State legislators may have the budget done this weekend and to Gov. Roy Cooper next week, with no amendments allowed. A 40-person conference committee with no Democratic members has done most of the work and now it is between House Speaker Tim Moore and Senate President Pro Tem Phil Berger. They claim the bill is merely amending the budget that passed last year. It seems a stretch of how conference committees are supposed to work, since they agreed on the budget that is already in place for the next fiscal year and neither chamber has voted on a bill this session.
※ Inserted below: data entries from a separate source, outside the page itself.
PR #2924, opened 2025-02-12
Bump CS-Fixer to latest minor, update config

mbabker:
PHP-CS-Fixer doesn't need to have an extremely wide range of supported versions, so this updates the tool to require the latest minor release to close that gap down significantly.  I've also updated the config to:

- Enable the experimental parallel runner, which with 800 files being processed doesn't seem like a terrible thing
- Removed the explicit `@PHP71Migration` rules as they're implied in the `@PHP74` rules
- Updated the `@PHPUnitMigration` rule from 8.4 to 9.1 which ensures certain renamed assertions use the newer name (pretty sure this was already done anyway since there weren't any changes locally after this)
- Updated the `nullable_type_declaration_for_default_null_value` rule to stop using deprecated configuration

### DIFF
--- a/.php-cs-fixer.dist.php
+++ b/.php-cs-fixer.dist.php
@@ -28,13 +28,12 @@ $finder = PhpCsFixer\Finder::create()
     ]);
 
 return (new PhpCsFixer\Config())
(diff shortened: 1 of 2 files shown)


phansys:
Thank you @mbabker!

PR #2925, opened 2025-02-15
[Sluggable] Use public property instead of deprecated array access

odolbeau:
This property is already available in doctrine/orm 2.14.0 which is the lowest supported version ([see here](https://github.com/doctrine/orm/blob/2.14.0/lib/Doctrine/ORM/Mapping/Embedded.php#L22)) so we can easily use it instead of [the deprecated array access](https://github.com/doctrine/orm/pull/11211).

### DIFF
--- a/src/Sluggable/Mapping/Driver/Attribute.php
+++ b/src/Sluggable/Mapping/Driver/Attribute.php
@@ -82,7 +82,7 @@ class Attribute extends AbstractAnnotationDriver
         // Embedded entity
         if (property_exists($meta, 'embeddedClasses') && $meta->embeddedClasses) {
             foreach ($meta->embeddedClasses as $propertyName => $embeddedClassInfo) {
-                $embeddedClass = new \ReflectionClass($embeddedClassInfo['class']);
+                $embeddedClass = new \ReflectionClass($embeddedClassInfo->class);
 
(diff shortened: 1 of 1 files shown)


mbabker:
This one's not quite the same thing.  That `Embedded` attribute isn't what's being read here, it's the [`EmbeddedClassMapping` DTO](https://github.com/doctrine/orm/blob/3.0.0/src/Mapping/EmbeddedClassMapping.php) and that was introduced in 3.0 only.

odolbeau:
Oups! Sorry for the noise! :see_no_evil: 
By curiosity, what's the reason to support so many versions?

mbabker:
ORM 2.x and 3.x are still both maintained upstream, and a lot of the code also "just works" for supporting the MongoDB ODM.  So even closing the version ranges isn't exactly simplifying too much in this library's code in all honesty (especially with ORM 3.x having DTOs and the MongoDB ODM having arrays in the metadata APIs), I just did it in one PR and without flat out dropping ORM 2.x (which IMO would be a mistake and the resources aren't here to maintain two branches with support for both versions) there really isn't much else to gain.

odolbeau:
This is perfectly clear, thanks for your time and for this lib! :pray:

PR #2928, opened 2025-02-26
Add an IP address provider for extensions referencing IP addresses

### LINKED ISSUE #2927: [IpTraceable] Add a provider API to get the current IP
## Feature Request

The ActorProviderInterface solved the issue with frankenphp where the PHP process can handle multiple requests for different users in the same PHP process (which might leak a value set with `setUserValue` previously).
The IpTraceable extension suffers from the same kind of leaks for the current IP. It would be great to have a similar provider interface for the current IP to solve this case.

mbabker:
Fixes #2927

### DIFF
--- a/CHANGELOG.md
+++ b/CHANGELOG.md
@@ -18,6 +18,8 @@ a release.
 ---
 
 ## [Unreleased]
+### Added
+- IP address provider for use with extensions with IP address references (#2928)
 
 ## [3.19.0] - 2025-02-24
 ### Added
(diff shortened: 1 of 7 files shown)


stof (approved):

phansys (approved):

phansys:
Thank you @mbabker!

stof:
@mbabker can you do a new release containing that feature ? This would allow me to require that new version as the min version of the extensions in my bundle to migrate to that feature (solving the compat with the worker mode of frankenphp)

PR #2929, opened 2025-03-06
Add support for blameable on remove

oojacoboo:
This PR adds support for blameable on `remove`/deletion of an entity.  This can be very useful, when used in conjunction with soft-delete.  It obviously is useless without soft-delete.

Docs have been updated a tests added.


src/AbstractTrackingListener.php
```diff
@@ -48,6 +48,7 @@ public function getSubscribedEvents()
             'prePersist',
             'onFlush',
             'loadClassMetadata',
+            'preRemove',
```
mbabker, line 51: Adding the subscribed event here means that the IP traceable and timestampable listeners are also getting "on remove" support.  Is this intended?

doc/blameable.md
```diff
@@ -4,10 +4,19 @@ The **Blameable** behavior automates the update of user information on your Doct
 
 ## Index
 
-- [Getting Started](#getting-started)
-- [Configuring Blameable Objects](#configuring-blameable-objects)
-- [Using Traits](#using-traits)
-- [Logging Changes For Specific Actions](#logging-changes-for-specific-actions)
+- [Blameable Behavior Extension for Doctrine](#blameable-behavior-extension-for-doctrine)
```
mbabker, line 7: Just a personal suggestion, but I'd leave the index as it was where only the top level headers are listed.  Since this project isn't using an external docs tool and they're being rendered in GitHub, GitHub's native outline feature keeps this a little more maintainable (GitHub will automatically outline/index the whole document, all we have to do is link to the main sections).

src/AbstractTrackingListener.php
oojacoboo: Makes sense, and no that was necessarily intentional.  Is that an issue though?

mbabker: It could be, as this change implies all extensions (the ones in this library and in the off chance someone wrote their own) using this listener need to support the Doctrine `preRemove` event.  But as is, there isn't a way to configure that for the other extensions.  So if the intent is to only add it to blameable, I'd just do a `public function getSubscribedEvents() { return array_merge(parent::getSubscribedEvents(), ['preRemove']; }` override to not have to worry about it.

doc/blameable.md
oojacoboo: Reverted the TOC back to a simplified version

oojacoboo:
Couple things here:

- I don't understand why PHP 7.x is being supported still.  Why can't people that need 7.4 support use an older version of this lib?  How long do you guys intend on trying to continue to support it?  It makes it difficult trying to properly type this lib when supporting such a old version.  [PHP isn't even supporting PHP 8.0 anymore](https://www.php.net/supported-versions.php).  Annotations (only attributes supported) should be entirely dropped from this lib IMO, for all future versions.
- What's going on with the PHPStan errors?  I didn't make changes to these files.

phansys:
>What's going on with the PHPStan errors? I didn't make changes to these files.

You are [removing `@phpstan-template` annotations](https://github.com/doctrine-extensions/DoctrineExtensions/pull/2929/files#diff-549857e13d9ecdad914283e2d364dd791db3a55328d207516ffb5f823a4e3257L44), so errors [like this](https://github.com/doctrine-extensions/DoctrineExtensions/actions/runs/13907238607/job/39320813376?pr=2929#step:5:15) are expected:

```
Error: Generic type Gedmo\Mapping\MappedEventSubscriber<array, Gedmo\Mapping\Event\AdapterInterface> in PHPDoc tag @extends specifies 2 template types, but class Gedmo\Mapping\MappedEventSubscriber supports only 1: TConfig
```

oojacoboo:
@phansys I've resolved the PHPStan issues.  I'm a bit confused with what's going on with PHPStan on this lib, though.  There is a `phpstan-baseline.neon` file that's over 1200 lines of ignores.  Also, does PHPStan not read the default phpdoc annotations now (`@param`, `@return`, etc)?

Also, IMO, it'd be a good idea to drop support for some of these unsupported versions of PHP.  It's holding back to the lib and making updates and codestyle much more difficult.

Please let me know if anything else is needed here - should be ready.

oojacoboo:
@mbabker @phansys Can we get this merged?

oojacoboo:
@phansys I've merged in the latest changes.  There weren't any conflicts though, so it wasn't actually necessary.  But that's been done.  I'm unsure about this failing test though.  That seems to be preexisting, unless I'm misunderstanding something.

As a lazy person, I am grateful to have fewer budget bills to examine. As a taxpayer, I recognize that any budget that emerges will be a marked improvement over Gov. Cooper’s structurally imbalanced $1.5 billion spending increase. But as a person who cares about legislative process, I am concerned about the precedent set here and the potential for future legislatures to use it for higher spending and higher taxes.
State revenues have benefited from federal tax reform with significantly higher collections than recent years every month since January, as reported by the State Controller’s monthly General Fund reports. Collections in April were $3,175.5 million, $33 million more than the next month, in April 2016. With revenues well ahead of forecast and spending slightly below, the cash balance is up to $2 billion. That may shrink by the end of the year, but it should provide opportunities to shore up savings, pay down unfunded obligations for retirees, and even help with some capital investments.